*Extracted records*
Issue #718, opened 2025-01-30
GitHub Actions: replace some actions with bash+curl?


Akuli:
In my experience, actions written/maintained by JavaScript people tend to bitrot easily. If I don't work on a project for a few years, the CI is almost always red because some action was deleted or changed in an incompatible way.

For example, Jou is currently using the latest version of `download-artifact` action and there's already a deprecation warning:

![Image](https://github.com/user-attachments/assets/10ccb2cf-529e-4d6c-8f09-ab2a54854c07)

All I really want is a couple HTTP requests to download files. To me, that sounds like a job for `bash` and `curl`, which I already use in various actions. Maybe I should replace more actions with bash+curl.

Akuli:
Turns out that this doesn't make sense for artifacts (#721), but it's still true we currently we use too many external actions:

```
$ grep -r ' uses:' .github | cut -d: -f3- | sort -u
 actions/checkout@v4
 actions/checkout@v4  # TODO: upgrade to v4 in other places
 actions/download-artifact@v4
 actions/github-script@v6
 actions/setup-python@v5
 actions/upload-artifact@v4
 cross-platform-actions/action@v0.26.0
 editorconfig-checker/action-editorconfig-checker@d4fca16fc71adef10fbe101903b654449fa9570c
 ncipollo/release-action@v1
 stefanzweifel/git-auto-commit-action@v4
```

I'm starting to think that anything starting with `actions/` is official and fine, but I should replace other actions.

PR #721, opened 2025-02-03
Stop using actions/download-artifact and actions/upload-artifact

Akuli:
Part of #718


Akuli:
Now `download-artifact` stuff is done. Let's do `upload-artifact` next.

Akuli:
Turns out there's no documented way to upload an artifact with the REST api, so this doesn't make sense.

*What the exercise asks*
All of the material must be given again, exactly as it appears above.

*Task answer*
Issue #718, opened 2025-01-30
GitHub Actions: replace some actions with bash+curl?


Akuli:
In my experience, actions written/maintained by JavaScript people tend to bitrot easily. If I don't work on a project for a few years, the CI is almost always red because some action was deleted or changed in an incompatible way.

For example, Jou is currently using the latest version of `download-artifact` action and there's already a deprecation warning:

![Image](https://github.com/user-attachments/assets/10ccb2cf-529e-4d6c-8f09-ab2a54854c07)

All I really want is a couple HTTP requests to download files. To me, that sounds like a job for `bash` and `curl`, which I already use in various actions. Maybe I should replace more actions with bash+curl.

Akuli:
Turns out that this doesn't make sense for artifacts (#721), but it's still true we currently we use too many external actions:

```
$ grep -r ' uses:' .github | cut -d: -f3- | sort -u
 actions/checkout@v4
 actions/checkout@v4  # TODO: upgrade to v4 in other places
 actions/download-artifact@v4
 actions/github-script@v6
 actions/setup-python@v5
 actions/upload-artifact@v4
 cross-platform-actions/action@v0.26.0
 editorconfig-checker/action-editorconfig-checker@d4fca16fc71adef10fbe101903b654449fa9570c
 ncipollo/release-action@v1
 stefanzweifel/git-auto-commit-action@v4
```

I'm starting to think that anything starting with `actions/` is official and fine, but I should replace other actions.

PR #721, opened 2025-02-03
Stop using actions/download-artifact and actions/upload-artifact

Akuli:
Part of #718


Akuli:
Now `download-artifact` stuff is done. Let's do `upload-artifact` next.

Akuli:
Turns out there's no documented way to upload an artifact with the REST api, so this doesn't make sense.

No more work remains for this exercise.